I am developing a query for a table containing a bunch of points in a time series. The table can grow quite large, and therefore I want the query to effectively reduce the output by averaging points over fixed time intervals. After writing the query, I am surprised at how SQL Server (2008) decided to execute the query. The execution plan shows an unnecessary sorting operation that becomes expensive as the time series grows. Here is a problem that boils down to a simple example:
CREATE TABLE [dbo].[Example] ( [x] FLOAT NOT NULL, [y] FLOAT NOT NULL, PRIMARY KEY CLUSTERED ( [x] ASC ) ); SELECT FLOOR([x]), AVG([y]) FROM [dbo].[Example] GROUP BY FLOOR([x]);
Here I have (x, y) pairs that are already sorted by x (due to the cluster primary key), and I average y for each integer x (by truncating using the FLOOR function). I would expect the table to be already sorted accordingly for the aggregate, since FLOOR is a monotonous function. Unfortunately, SQL Server decides that this data needs to be re-sorted, and here is the execution plan:

Should SQL Server stream aggregate over data grouped by the monotonous function of columns that are already sorted properly?
Is there a general way to rewrite such queries so that SQL Server sees that the order is saved?
[Update] I found an article on this subject Things SQL needs: the ability of monotone functions , and, as the name implies, it seems to be an optimization that SQL Server has not yet done (in most cases).
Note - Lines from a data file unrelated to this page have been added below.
PR #1332, opened 2022-09-03
deleting single file directories in the components directory

CryptoGraffe:
## Motivation and Context

Trying to follow our desired pattern of "don't make a directory for one file unless its a page"

## Description

Moved up a bunch of files in the components dir and deleted their dirs


crabsinger (dismissed):
lets ship this!!

levity (approved):

PR #1339, opened 2022-09-05
Add Interaction_Events table and reporting

crabsinger:
## Motivation and Context

Introduce an `interaction_events` table to log key interaction events for a user. During key interactions such as create circle, add members we add a record to this table.

In a background worker log these interactions to Amplitude and Mixpanel for onboarding user conversion. We do not send any personally identifiable data to these services.

## Test and Deployment Plan

We need to set these env vars for staging/prod in Vercel

## Reviewers

@CryptoGraffe


api-lib/event_triggers/interactionEventToAmplitude.ts
```diff
@@ -0,0 +1,63 @@
...
+    }
+
+    if (event.circle_id) {
+      await client.logEvent({
+        event_type: `circle_${event.event_type}`,
+        user_id: sha256(`${event.circle_id}`),
+        event_properties: {
+          event_subtype: event.event_subtype,
+          id: event.id,
+          data: event.data,
```
crabsinger, line 46: maybe also add user_id here?

api-lib/event_triggers/interactionEventToAmplitude.ts
```diff
@@ -0,0 +1,63 @@
...
+          circle_id: event.circle_id,
```
crabsinger, line 47:
```suggestion
          circle_id: event.circle_id,
          user_id: sha256(`${event.circle_id}`),
```

api-lib/types.d.ts
```diff
@@ -32,6 +32,7 @@ type RelationTypes =
   | 'profile'
   | 'nominations'
   | 'nominations_aggregate'
+  | 'user_events'
```
crabsinger, line 35: interaction_event

hasura/migrations/default/1662391842396_interaction_events/down.sql
```diff
@@ -0,0 +1,47 @@
+
+alter table "public"."interaction_events" rename to "user_events";
```
crabsinger, line 2: lets just clean this up to be one single migration rather than a create and a rename

api-lib/types.d.ts
crabsinger: fixed

hasura/migrations/default/1662391842396_interaction_events/up.sql
```diff
@@ -0,0 +1,37 @@
...
+  "event_type" text NOT NULL,
+  "event_subtype" text NULL,
+  "data" jsonb NULL,
+  "circle_id" integer NULL,
+  "org_id" integer NULL,
+  "id" serial NOT NULL,
+  PRIMARY KEY ("id")
+);
+
+CREATE OR REPLACE FUNCTION "public"."set_current_timestamp_updated_at"
```
levity, line 15: remove this

api-lib/event_triggers/interactionEventToMixpanel.ts
```diff
@@ -0,0 +1,89 @@
...
+  return new Promise<void>(resolve => {
+    mp.track(
+      eventName,
+      {
+        distinct_id: distinctId,
+        ...props,
+      },
+      () => {
+        resolve();
+      }
```
levity, line 86:
```suggestion
      resolve,
```

api-lib/gql/mutations.ts
```diff
@@ -479,3 +479,27 @@ export async function endNominees(circleId: number) {
...
+export async function insertInteractionEvent(
+  event: Omit<
+    GraphQLTypes['interaction_events_insert_input'],
+    'created_at' | 'id' | 'updated_at'
+  >
+) {
+  await adminClient.mutate(
+    {
+      insert_interaction_events_one: [
+        {
```
levity, line 492: don't split object literals across multiple lines unnecessarily pleae

api/hasura/actions/_handlers/createUsers.ts
```diff
@@ -153,6 +155,20 @@ async function handler(req: VercelRequest, res: VercelResponse) {
       `panic: insertedUsers is null; ${JSON.stringify(mutationResult, null, 2)}`
     );
 
+  let profileId: number;
+  if (sessionVariables.hasuraRole == 'user') {
+    profileId = sessionVariables.hasuraProfileId;
+  }
+
+  insertedUsers.map(async inviteduserId => {
```
levity, line 163: let's use `await Promise.all(insertedUsers.map...)` here so we don't have a delay time that grows linearly with the number of users... or better yet, is there a syntax for batch-inserting in a single hasura request?

api/hasura/event_triggers/eventManager.ts
```diff
@@ -25,6 +27,8 @@ const HANDLERS: HandlerDict = {
   createNomineeTelegram,
   createCircleCRM,
   createVouchedUser,
+  interactionEventToAmplitude,
+  interactionEventToMixpanel,
```
levity, line 31:
```suggestion
  sendEventToAmplitude,
  sendEventToMixpanel,
```

just a suggestion, since the convention here is to start with a verb

api/login.ts
```diff
@@ -88,16 +89,41 @@ export default async function handler(req: VercelRequest, res: VercelResponse) {
...
-          insert_profiles_one: [{ object: { address: address } }, { id: true }],
+          insert_profiles_one: [
+            { object: { address: address } },
+            {
+              id: true,
+              users: [
+                {},
+                {
+                  circle_id: true,
+                },
```
levity, line 100:
```suggestion
                { circle_id: true },
```

api/login.ts
```diff
@@ -88,16 +89,41 @@ export default async function handler(req: VercelRequest, res: VercelResponse) {
...
+            ? insert_profiles_one.users.length > 0
+            : false,
+          brandNewMember: insert_profiles_one.users
+            ? insert_profiles_one.users.length == 0
+            : false,
+        },
+      });
+      // if they have no users, this is a "clean signup"
     }
     assert(profile, 'panic: profile must exist');
```
levity, line 126: remove this assertion now that it's redundant

api/login.ts
```diff
@@ -88,16 +89,41 @@ export default async function handler(req: VercelRequest, res: VercelResponse) {
...
         }
       );
+      assert(insert_profiles_one, "panic: adding profile didn't succeed");
       profile = insert_profiles_one;
+      await insertInteractionEvent({
+        event_type: 'first_login',
+        profile_id: insert_profiles_one.id,
+        circle_id: insert_profiles_one.users?.[0]?.circle_id,
+        data: {
+          invitedMember: insert_profiles_one.users
```
levity, line 116: since these two props are exclusive, maybe what we really want is a boolean e.g. `brandNew`? 

actually i'm a bit confused by the logic here; is there a non-exceptional case when these should both be false? should it instead be checking `(insert_profiles_one.users?.length || 0)` instead of using a ternary, so one of these is always true?

api-lib/event_triggers/interactionEventToMixpanel.ts
```diff
@@ -0,0 +1,89 @@
...
+import type { VercelRequest, VercelResponse } from '@vercel/node';
+import mixpanel, { Mixpanel } from 'mixpanel';
+
+import { MIXPANEL_PROJECT_TOKEN } from '../config';
+import { errorResponse } from '../HttpError';
+import { EventTriggerPayload } from '../types';
+
+export default async function handler(req: VercelRequest, res: VercelResponse) {
+  try {
+    if (MIXPANEL_PROJECT_TOKEN == '') {
```
levity, line 12: maybe this should be an error that bubbles up to Sentry instead of failing silently?

levity (changes requested):

api/hasura/actions/_handlers/createUsers.ts
zashton: you should be able to batch insert like this.
```ts
insert_interaction_events: [
  { object: newEvents },
  { returning: {id: true  }}
]
```

zashton (changes requested):

hasura/migrations/default/1662391842396_interaction_events/down.sql
CryptoGraffe: this is cleaned up

hasura/migrations/default/1662391842396_interaction_events/up.sql
CryptoGraffe: done

api-lib/event_triggers/interactionEventToMixpanel.ts
CryptoGraffe: typing is unhappy with this

CryptoGraffe: image

api-lib/gql/mutations.ts
CryptoGraffe: ok

api/hasura/actions/_handlers/createUsers.ts
CryptoGraffe: i made this use the multiple insert model throughout with a varargs pattern

api/hasura/event_triggers/eventManager.ts
CryptoGraffe: renamed

api/login.ts
CryptoGraffe: done

api/login.ts
CryptoGraffe: done

api-lib/event_triggers/interactionEventToMixpanel.ts
CryptoGraffe: didnt want to break this on dev by throwing errors but i could see how that should work (since sentry isnt hooked up on dev)

CryptoGraffe: ok i changed this in both of the event triggers

api/login.ts
CryptoGraffe: ok i collapsed this to just `brandNew`

zashton (approved):

levity (approved):

hasura/migrations/default/1662391842396_interaction_events/up.sql
topocount: @levity why remove this trigger? do we have a trigger covering all tables already?

levity: yeah, this is the one that's caused deployment failures in the past because it's not owned by the current psql user

api/hasura/actions/_handlers/createCircle.ts
```diff
@@ -66,15 +67,24 @@ async function handler(req: VercelRequest, res: VercelResponse) {
...
   return async (fileName: string) => {
-    return await mutations.insertCircleWithAdmin(
+    const circle = await mutations.insertCircleWithAdmin(
       circleInput,
       userAddress,
       coordinapeAddress,
       fileName
     );
+
+    await mutations.insertInteractionEvents({
```
levity, line 81: @crabsinger i just noticed this while working on some related code... for performance, i think it would be ideal to bundle this with the request above rather than create another request-response loop. no need to fix this now, just flagging the general pattern.

crabsinger: @levity yes it would be more performant... but not sure how to batch these since we still want the sql logic separated in different mutations? ... 

do you see a clean pattern that would support this?

Idon't know if there is a Hasura "batch" syntax or something...

levity: > we still want the sql logic separated in different mutations?

not sure what you mean, but maybe we don't? there's a standard GraphQL syntax for doing multiple queries or mutations in a single request; you can see an example [here](https://github.com/coordinape/coordinape/blob/main/api/hasura/cron/recoverTransactions.ts#L150)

Here are even simpler [dbo].[Example] queries that show a point:
SELECT [x], [y] FROM [dbo].[Example] ORDER BY FLOOR([x]) --sort performed in execution plan SELECT [x], [y] FROM [dbo].[Example] ORDER BY 2*[x] --NO sort performed in execution plan SELECT [x], [y] FROM [dbo].[Example] ORDER BY 2*[x]+1 --sort performed in execution plan
In each individual addition or multiplication, the query optimizer understands that the data already has the same order (and this is evident when you also group such expressions). Thus, the concept of monotone functions is understood by the optimizer, as a rule, it is not applied at all.
I am currently testing the computed column / index solution, but it looks like it will significantly increase the size of the data being saved, as I will need several indexes to cover the range of possible intervals.